Angka Kelahiran Turun, Pemerintah Soroti Tren Tunda Nikah

- Jumlah kelahiran bayi turun dari 4,58 juta pada 2020 menjadi 4,44 juta pada 2025.
- Wihaji mengingatkan penundaan pernikahan perlu memperhatikan batas kesehatan reproduksi.
- Pemerintah mendorong edukasi pranikah, pendewasaan usia perkawinan, jaminan sosial, dan dukungan keluarga muda.
Jakarta, IDN Times - Menteri Kependudukan dan Pembangunan Keluarga/Kepala BKKBN, Wihaji, mengingatkan generasi muda agar penundaan pernikahan tidak melewati batas kesehatan reproduksi. Hal itu disampaikan di tengah penurunan jumlah kelahiran di Indonesia yang dinilai dapat berdampak pada struktur penduduk dan bonus demografi dalam jangka panjang.
"Saya menghormati dan menghargai orang yang menunda, selama itu dalam konteks kebaikan, seperti memperbaiki pendidikan, karier, mental, dan ekonomi. Tetapi jangan sampai penundaan itu kemudian melewati batas kesehatan reproduksi yang perlu diperhatikan," kata Wihaji dalam keterangannya, dikutip Rabu (26/8/2026).
1. Kelahiran Indonesia terus menurun

Mendukbangga/Kepala BKKBN Wihaji berbincang dengan peserta wisuda Sekolah Lansia di Kabupaten Ogan Ilir, Sumatra Selatan, Selasa (15/4/2025). (ANTARA/HO-Kemendukbangga-BKKBN) Berdasarkan data Supas 2025 BPS, jumlah kelahiran bayi turun dari 4,58 juta pada 2020 menjadi 4,44 juta pada 2025. Artinya, terjadi penurunan sekitar 142 ribu kelahiran per tahun.
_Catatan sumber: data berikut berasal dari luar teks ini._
PR #606, opened 2019-08-29
Shared Memory tests using Python Client API

CoderHam:
- [x] - L0_infer
- [x] - L0_batcher
- [x] - L0_sequence_batcher
- [x] L0_shared_memory - test shared memory client API functionality

### DIFF
--- a/qa/L0_batcher/batcher_test.py
+++ b/qa/L0_batcher/batcher_test.py
@@ -59,7 +59,7 @@ class BatcherTest(unittest.TestCase):
 
     def check_response(self, trial, bs, thresholds,
                        requested_outputs=("OUTPUT0", "OUTPUT1"), input_size=16,
-                       use_shared_memory=False):
+                       include_shared_memory_test=False):
         global _check_exception
         try:
             start_ms = int(round(time.time() * 1000))
@@ -71,14 +71,14 @@ class BatcherTest(unittest.TestCase):
                                np.float32, np.float32, np.float32, swap=False,
                                model_version=1, outputs=requested_outputs,
                                use_grpc=False, skip_request_id_check=True,
-                               use_streaming=False, use_shared_memory=use_shared_memory)
+                               use_streaming=False, include_shared_memory_test=include_shared_memory_test)
             elif trial == "plan":
                 tensor_shape = (input_size,1,1)
                 iu.infer_exact(self, trial, tensor_shape, bs,
                                np.float32, np.float32, np.float32, swap=False,
                                model_version=1, outputs=requested_outputs,
                                use_grpc=False, skip_request_id_check=True,
-                               use_streaming=False, use_shared_memory=use_shared_memory)
+                               use_streaming=False, include_shared_memory_test=include_shared_memory_test)
             else:
                 self.assertFalse(True, "unknown trial type: " + trial)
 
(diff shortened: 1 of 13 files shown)


qa/L0_batcher/batcher_test.py
```diff
@@ -151,6 +152,26 @@ def test_static_batch_preferred(self):
             except InferenceServerException as ex:
                 self.assertTrue(False, "unexpected error {}".format(ex))
 
+    def test_static_batch_preferred_shm(self):
```
GuanLuo: Only this case is tested with shared memory?

qa/common/infer_util.py
```diff
@@ -55,15 +57,21 @@ def infer_exact(tester, pf, tensor_shape, batch_size,
...
                 skip_request_id_check=False, use_streaming=True,
-                correlation_id=0):
+                correlation_id=0, use_shared_memory=False):
     tester.assertTrue(use_http or use_grpc or use_streaming)
     configs = []
     if use_http:
-        configs.append(("localhost:8000", ProtocolType.HTTP, False))
+        if use_shared_memory:
+            configs.append(("localhost:8000", ProtocolType.HTTP, False, True))
+        configs.append(("localhost:8000", ProtocolType.HTTP, False, False))
```
GuanLuo: So if `use_shared_memory == True`, the "no shared memory" case will still be tested?

qa/common/infer_util.py
```diff
@@ -143,24 +170,38 @@ def infer_exact(tester, pf, tensor_shape, batch_size,
...
-                output_req[OUTPUT0] = InferContext.ResultFormat.RAW
-            else:
-                output_req[OUTPUT0] = (InferContext.ResultFormat.CLASS, num_classes)
-        if "OUTPUT1" in outputs:
-            if output1_raw:
-                output_req[OUTPUT1] = InferContext.ResultFormat.RAW
-            else:
-                output_req[OUTPUT1] = (InferContext.ResultFormat.CLASS, num_classes)
+        if config[3]:
+            if "OUTPUT0" in outputs:
```
GuanLuo: change the order:
```
if "OUTPUT0" in outputs:
    if config[3]:
        ...
    elif output0_raw:
        ...
    else:
        ...
```

src/clients/python/crequest.cc
```diff
@@ -29,6 +29,7 @@
 #include <iostream>
 #include "src/clients/c++/request_grpc.h"
 #include "src/clients/c++/request_http.h"
+#include "src/clients/python/shared_memory/shared_memory_handle.h"
```
GuanLuo: Isn't this the wrapper for the Python only? The request API doesn't need to know anything about it, right?

qa/common/infer_util.py
deadeyegoodwin: include_shared_memory_test might be a better name to imply that in addition to regular testing also want to do shared-memory testing.

deadeyegoodwin:
@CoderHam Need to rebase this to master to get rid of the already committed changes.

src/clients/python/crequest.cc
CoderHam: This contains the shared_memory_handle struct used to get the data inside it from the void ptr handle that was returned to python when the shared memory region was created.

qa/common/infer_util.py

qa/common/infer_util.py
CoderHam: Sure

qa/L0_batcher/batcher_test.py
CoderHam: Modified for greater test coverage.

Pada periode yang sama, proporsi anak usia dini juga turun dari 11,44 persen menjadi 11,08 persen.
2. Tunda nikah dipengaruhi banyak faktor, tapi ada sisi positifnya

Menteri Kementerian Kependudukan dan Pembangunan Keluarga RI sekaligus Kepala Badan Kependudukan dan Keluarga Berencana Nasional (BKKBN) Wihaji. (IDN Times/Teri). Wihaji mengatakan, keputusan generasi muda menunda pernikahan berkaitan dengan pendidikan, karier, tekanan ekonomi, kesiapan mental, norma sosial, dan perubahan budaya. Penelitian Universitas Respati Yogyakarta 2023 menyebut pendidikan dan karier menjadi faktor bagi 64 persen responden, disusul tekanan dan ketidakpastian ekonomi 63 persen.
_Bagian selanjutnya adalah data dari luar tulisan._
PR #611, opened 2019-09-03
Adding support for the qa model versions

tanmayv25:
These changes are needed to maintain separate sets of models for the different versions of TRTIS.


docs/test.rst
```diff
@@ -73,9 +73,9 @@ Run QA Container
 Now run the QA container and mount the QA model repositories into the
 container so the tests will be able to access them::
 
-  $ nvidia-docker run -it --rm -v/tmp:/data/inferenceserver tensorrtserver_qa
+  $ nvidia-docker run -it --rm -v/tmp:/data/inferenceserver/<TRTIS_CONTAINER_VERSION> tensorrtserver_qa
```
deadeyegoodwin: I don't think this is quite correct. The gen scripts will leave files in, for example, /tmp/qa_model_repository. There is no version directory there.

qa/common/run_all_tests.sh
```diff
@@ -30,9 +30,10 @@ DIRS=(../L*/)
 
 passed=0
 failed=0
+TRTIS_CONTAINER_VERSION= $1
```
deadeyegoodwin: Remove space after '='

qa/common/run_all_tests.sh
```diff
@@ -30,9 +30,10 @@ DIRS=(../L*/)
...
 for dir in "${DIRS[@]}"; do
     echo -e "Running $dir...\n"
-    (cd $dir && ./test.sh)
+    (cd $dir && ./test.sh ${TRTIS_CONTAINER_VERSION})
```
GuanLuo: This helper script is used for running all tests on local machine, and it is not used in CI (CI runs each test individually). You need to change `.yaml` so that all tests will be run with version argument. If you look at your CI, you will see that `TRTIS_CONTAINER_VERSION` is always an empty string

GuanLuo: Perhaps instead of setting `TRTIS_CONTAINER_VERSION` via argument, just make it an environment variable that is set on building the container?

tanmayv25: Yes. Currently it is an empty string. Once the TRT6 changes are pushed in we can have all these things well set up. This is needed for the transition phase. Have a look at https://gitlab-master.nvidia.com/dl/dgx/tensorrtserver/merge_requests/38. The YAML changes can be found in
 https://gitlab-master.nvidia.com/dl/dgx/tensorrtserver/commit/3700b2a93d27df34e03ce1b03d996d5c408540b8. As these might break the current CIs, the YAML changes are not yet included.

docs/test.rst
tanmayv25: Yes, there is no version directory in /tmp but the tests after modification will expect the models to be in /data/inferenceserver/<version>/qa_*  path. Hence, mounting the qa_* directories to the /data/inferenceserver/<version>.

qa/common/run_all_tests.sh
tanmayv25: For the same reason not using the environment variable. Can not force the TRTIS to run off from the new model plans until and unless the TRT6 changes are in. Additionally, a separate parameter to the test script will give user freedom to run TRTIS on earlier model version. For instance, TRT6 is backwards compatible with TRT5 model plans.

Namun, pemerintah juga melihat sisi positif berupa pendewasaan usia perkawinan dan kesiapan hidup yang dapat membantu menekan perkawinan usia dini.
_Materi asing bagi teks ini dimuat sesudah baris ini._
PR #636, opened 2019-09-06
Decouple setting input buffer and tensor creation in torch backend

GuanLuo:


src/backends/pytorch/libtorch_backend.cc
```diff
@@ -371,82 +378,29 @@ LibTorchBackend::Run(
   OnCompleteQueuedPayloads(status);
 }
 
-Status
-LibTorchBackend::Context::SetFixedSizedInputTensor(
```
GuanLuo: This function is modified and moved to [SetFixedSizedInputBuffer()](https://github.com/NVIDIA/tensorrt-inference-server/pull/636/files#diff-bd1504eb0ecb5a2546e4ec040de4bdd1R538) below

PR #2839, opened 2021-05-10
Fix L0_batcher for windows

deadeyegoodwin:


CoderHam (changes requested):
You should also wrap https://github.com/triton-inference-server/server/blob/687397d89386d4c96088149151a776a301e09259/qa/L0_batcher/test.sh#L160
with 
```
if [ "$OS_WINDOWS" -eq "0" ]; then
...
fi
```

3. Bonus demografi tak otomatis jadi bonus ekonomi

Menteri Kependudukan dan Pembangunan Keluarga sekaligus Kepala BKKBN, Wihaji, saat diwawancarai usai menghadiri puncak peringatan Hari Keluarga Nasional (Harganas) ke-32 di Lapangan Karebosi, Makassar, Senin (27/7/2025). (IDN Times/Asrhawi Muin) Dinamika fertilitas menjadi perhatian karena Indonesia sedang memanfaatkan bonus demografi. Saat ini, 69 persen penduduk berada pada kelompok usia produktif 15-64 tahun. Wihaji mengatakan kondisi tersebut tidak otomatis menjadi bonus ekonomi jika penduduk usia produktif tidak memiliki kualitas SDM dan tidak terserap dalam pekerjaan produktif.
Kemendukbangga/BKKBN mendorong edukasi dan bimbingan pranikah, pendewasaan usia perkawinan, akses jaminan sosial, serta dukungan bagi keluarga muda. Pemerintah juga menjalankan Taman Asuh Sayang Anak (TAMASYA) sebagai salah satu Program Prioritas Kemendukbangga/BKKBN.